» PROBLEM STATEMENT
From the records beneath, determine how many lines contain "have" and report only that figure.

» DATA RECORDS
####################
PR #1058, opened 2018-11-03
Add EndpointModel and IEndpointConventionBuilder

JamesNK:
Fixes https://github.com/aspnet/Routing/issues/899

### DIFF
--- a/src/Microsoft.AspNetCore.Http.Abstractions/Extensions/EndpointModel.cs
+++ b/src/Microsoft.AspNetCore.Http.Abstractions/Extensions/EndpointModel.cs
@@ -1,0 +1,35 @@
+﻿// Copyright (c) .NET Foundation. All rights reserved.
+// Licensed under the Apache License, Version 2.0. See License.txt in the project root for license information.
+
+using System.Collections.Generic;
+using Microsoft.AspNetCore.Http;
+
+namespace Microsoft.AspNetCore.Builder
+{
+    /// <summary>
+    /// A base class for modeling <see cref="Endpoint"/>.
+    /// </summary>
+    public abstract class EndpointModel
+    {
+        /// <summary>
+        /// Gets or sets the delegate used to process requests for the endpoint.
+        /// </summary>
+        public RequestDelegate RequestDelegate { get; set; }
+
+        /// <summary>
+        /// Gets or sets the informational display name of this endpoint.
+        /// </summary>
+        public string DisplayName { get; set; }
+
+        /// <summary>
+        /// Gets the collection of metadata associated with this endpoint.
+        /// </summary>
+        public IList<object> Metadata { get; } = new List<object>();
+
+        /// <summary>
+        /// Creates an instance of <see cref="Endpoint"/> from the <see cref="EndpointModel"/>.
+        /// </summary>
+        /// <returns>The created <see cref="Endpoint"/>.</returns>
+        public abstract Endpoint Build();
+    }
+}
--- a/src/Microsoft.AspNetCore.Http.Abstractions/Extensions/IEndpointModelConvention.cs
+++ b/src/Microsoft.AspNetCore.Http.Abstractions/Extensions/IEndpointModelConvention.cs
@@ -1,0 +1,22 @@
+﻿// Copyright (c) .NET Foundation. All rights reserved.
+// Licensed under the Apache License, Version 2.0. See License.txt in the project root for license information.
+
+using System;
+
+namespace Microsoft.AspNetCore.Builder
+{
+    /// <summary>
+    /// Allows customization of the <see cref="EndpointModel"/>.
+    /// </summary>
+    /// <remarks>
+    /// This interface is used at application startup to customize endpoints for the application.
+    /// </remarks>
+    public interface IEndpointConventionBuilder
+    {
+        /// <summary>
+        /// Called to apply the convention to the <see cref="EndpointModel"/>.
+        /// </summary>
+        /// <param name="convention">The convention to apply to the <see cref="EndpointModel"/>.</param>
+        void Apply(Action<EndpointModel> convention);
+    }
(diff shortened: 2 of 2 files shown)


src/Microsoft.AspNetCore.Http.Abstractions/Extensions/EndpointModel.cs
```diff
@@ -0,0 +1,35 @@
...
+
+using System.Collections.Generic;
+using Microsoft.AspNetCore.Http;
+
+namespace Microsoft.AspNetCore.Builder
+{
+    /// <summary>
+    /// A base class for modeling <see cref="Endpoint"/>.
+    /// </summary>
+    public abstract class EndpointModel
```
davidfowl: Why doesn’t the builder have the Build method? Why are these different types?

davidfowl (changes requested):

src/Microsoft.AspNetCore.Http.Abstractions/Extensions/EndpointModel.cs
JamesNK: EndpointModel is used to create one endpoint, e.g. an action on a controller.

IEndpointConventionBuilder is used to register conventions that are applied to multiple endpoints as they are being created. The models are passed to `Action<EndpointModel>` that applies the convention changes, e.g. all endpoints created by MVC with a conventional route pattern should have IAuthorizeData metadata.

JamesNK: Thought about how to explain this more:
* EndpointModel: mutable version of Endpoint that are created when a datasource initializes. Needed because we want to apply changes to endpoints as they are built with a convention
* IEndpointConventionBuilder: start up time way of registering conventions. These conventions are then run when a datasource initializes. Data source creates models, conventions run on them, then models are turned into immutable endpoints

src/Microsoft.AspNetCore.Http.Abstractions/Extensions/IEndpointModelConvention.cs
```diff
@@ -0,0 +1,22 @@
...
+
+namespace Microsoft.AspNetCore.Builder
+{
+    /// <summary>
+    /// Allows customization of the <see cref="EndpointModel"/>.
+    /// </summary>
+    /// <remarks>
+    /// This interface is used at application startup to customize endpoints for the application.
+    /// </remarks>
+    public interface IEndpointConventionBuilder
```
Tratcher: IEndpointConvention~~Builder~~?

JamesNK: Yes the action is the convention. Example of it being used:

```cs
public static class EndpointConventionBuilderExtensions
{
    public static IEndpointConventionBuilder RequireAuthorization(this IEndpointConventionBuilder builder, params string[] roles)
    {
        builder.Apply(endpoint => endpoint.Metadata.Add(new AuthorizationMetadata(roles)));
        return builder;
    }
}
```

Sure you could replace the action with an interface. I don't see any benefit from that though, and creating a new type and having it keep state has a lot of overhead compared to a lambda + closure. Right now it is very easy to create an extension method (or use Apply directly when building endpoints) to customize endpoints.

JamesNK:
I've responded to all questions. I would like to get this PR moving.

rynowak:
After some personal reflection, I'm not 100% sure this is baked. We designed these APIs based on the 2.2 version of MVC's action discovery.

src/Microsoft.AspNetCore.Http.Abstractions/Extensions/EndpointModel.cs
```diff
@@ -0,0 +1,35 @@
...
+
+        /// <summary>
+        /// Gets or sets the informational display name of this endpoint.
+        /// </summary>
+        public string DisplayName { get; set; }
+
+        /// <summary>
+        /// Gets the collection of metadata associated with this endpoint.
+        /// </summary>
+        public IList<object> Metadata { get; } = new List<object>();
```
drieseng: Is there are specific reason to only expose the interface (except for making an abstraction of the underlying implementation)? This isn't a standalone case, I know.

Now that devirtualization is implemented in the JIT this may no longer be a problem though.

JamesNK: It's standard to expose an interface publicly in case the internal implementation changes.

For cases like this it doesn't make a huge amount of sense, but this also isn't a type that will be used when perf is important 🤷‍♂️

src/Microsoft.AspNetCore.Http.Abstractions/Extensions/EndpointModel.cs
```diff
@@ -0,0 +1,35 @@
+﻿// Copyright (c) .NET Foundation. All rights reserved.
+// Licensed under the Apache License, Version 2.0. See License.txt in the project root for license information.
+
+using System.Collections.Generic;
+using Microsoft.AspNetCore.Http;
+
+namespace Microsoft.AspNetCore.Builder
```
rynowak: Do we know the reason why these need to be in the HttpAbstractions? I think it's for the following reasons:
1. So that middleware can use the builder to become routerware
2. So that cross-cutting concerns like auth don't have to depend on routing

Is this valuable? I'm not sure that it matters what repo we define this stuff in.

rynowak (approved):

natemcmaster:
I'm about to merge this repo to aspnet/AspNetCore. Should this PR be merged today? If not, the PR will need to be re-opened against the new repo.

JamesNK:
Ill rebase it post merge

natemcmaster:
Ok, thanks.

PR #1059, opened 2018-11-05
Implicitly execute matched endpoint at the end of middleware pipeline

JamesNK:
Removes the need for `app.UseEndpoint()`. If an endpoint is matched in UseEndpointRouting then reaching the end of the pipeline will automatically execute it.

```cs
public void Configure(IApplicationBuilder app)
{
    app.UseEndpointRouting();

    app.UseStaticFiles();

    // Imagine some more stuff here...

    app.UseEndpoint();
}
```


src/Microsoft.AspNetCore.Http/Internal/ApplicationBuilder.cs
```diff
@@ -81,6 +81,13 @@ public RequestDelegate Build()
         {
             RequestDelegate app = context =>
             {
+                // Implicitly execute matched endpoint at the end of the pipeline instead of returning 404
+                var endpointRequestDelegate = context.Features.Get<IEndpointFeature>()?.Endpoint?.RequestDelegate;
```
Tratcher: add a context.GetEndpoint() extension. See https://github.com/aspnet/AuthSamples/pull/65#discussion_r231239371

PR #1060, opened 2018-11-06
Add Endpoint extension methods to HttpContext

JamesNK:
re: https://github.com/aspnet/AuthSamples/pull/65#discussion_r231239371

Are the extension methods in the right package/namespace?


test/Microsoft.AspNetCore.Http.Abstractions.Tests/EndpointHttpContextExtensionsTests.cs
```diff
@@ -0,0 +1,140 @@
...
+            context.SetEndpoint(endpoint);
+
+            // Assert
+            var feature = context.Features.Get<IEndpointFeature>();
+            Assert.Equal(initialFeature, feature);
+            Assert.Equal(endpoint, feature.Endpoint);
+        }
+
+        [Fact]
+        public void SetEndpoint_NullOnContextWithFeature_NullSetOnExistingFeature()
```
Tratcher: You never actually call SetEndpoint and GetEndpoint in the same test to ensure it round trips.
####################
» RESULT BELOW
3